もちろん、精神的に落ち込んでいる時にすぐに話せる人がいることは、常に選択肢としてあるわけではありません。 もし話せる人がいない場合は、リウは自分自身を落ち着かせるための独自のテクニックを持っています。
「とても不安になったり、本当にうずくまったりしているときは、鏡の前に一人で立ち、自分の気持ちを声に出して言います」と彼女は明かす。
「なぜなら、現実は違うかもしれないから。 私は何度も、『私は今、これが理由ですごく不安を感じていて...』または、本当に悲しくて、理由が分からない場合、私はそのこと自体を通して自分自身に話しかけます。
悲しみの原因が本当は何であるかを理解するために、自分がどのように感じているかを自分自身に導こうとしています。 そして最終的には、自分がなぜそのように感じていたのかを理解できるようになるか、或いは少しは重みをなくして自分自身との会話を終わらせるかのどちらかは達成できるんです。」
では、圧力、規則、美の基準という残酷な業界を生き抜こうとしている新人K-POP歌手へのリウのアドバイスは?

「あなたのことを心から応援し、心身ともに健康でいてほしいと思っている人たちに囲まれてください。
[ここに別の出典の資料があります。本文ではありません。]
PR #8795, opened 2026-05-18
revert(sdk-coin-hbar): remove buildTransferData merge logic from PR #8774

Doddanna17:
## Summary

- Reverts the merge logic in `coinTransferBuilder.ts` introduced by PR #8774 (commit `c27392747f`)
- The merge was collapsing transfer entries with the same accountID, which broke normal HBAR transfers where sender and recipient share the same base address (memo-based addresses like `0.0.X?memoId=Y`)
- The merge was unnecessary for claim rewards -- that flow uses a different builder path. The self-transfer fallback in `transaction.ts` `getTransferData()` (from PR #8742) already handles claim rewards correctly

## Root Cause

`buildHederaAccountID()` strips memo from addresses, so `0.0.A` and `0.0.A?memoId=1` produce the same proto AccountID key. The merge collapsed `[{acct, -N}, {acct, +N}]` into `[{acct, 0}]`, causing `verifyTransaction()` to fail with "Tx outputs does not match with expected txParams recipients" because parsed amount `"0"` != expected amount `"N"`.

## Test plan

- [ ] Verify normal HBAR transfer with memo-based address works (sender != recipient base address)
- [ ] Verify normal HBAR self-transfer with memo (sender == recipient base address) no longer hits SDK validation error
- [ ] Verify claim rewards self-transfer still works (fallback in `getTransferData()` handles 1-tinybar positive entry)
- [ ] Existing unit tests pass

Ticket: SI-605

### DIFF
--- a/modules/sdk-coin-hbar/src/lib/coinTransferBuilder.ts
+++ b/modules/sdk-coin-hbar/src/lib/coinTransferBuilder.ts
@@ -41,22 +41,8 @@ export class CoinTransferBuilder extends TransferBuilder {
     });
     accountAmounts[0].amount = Long.fromString(totalSend.toString()).negate(); // update sender send amount
 
-    // Merge entries with the same accountID to prevent ACCOUNT_REPEATED_IN_ACCOUNT_AMOUNTS.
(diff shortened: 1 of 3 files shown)


aditya-bitgo (approved):
lgtm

」



当時、リウのf(x)時代の個性と目立つトムボーイ的なイメージの美しさはキュレーションされ、称賛されたが、業界の他の歌手はそれほど幸運ではない。 彼女はこう説明する。
「特にチームで働いているときのグループ環境では、もちろんまとまりがあるはずですが、個人が自分のスタイルを見つけることも難しい場合があります。 誰もがそれぞれのやり方で美しいので、どんなイメージ、スタイル、ペルソナが自分にとってベストかを見つけるのは彼ら次第です」

この数年の間、リウがK-POP業界に対して何か恋しい・惜しいと思うことはあるか?
「まだK-POPで活動している友達とよく話をしますが、業界はすっかり変わりました。 今は全く違うものなので、本当にそれについて何か惜しく感じていると言えるかどうか分かりません」と彼女は言う。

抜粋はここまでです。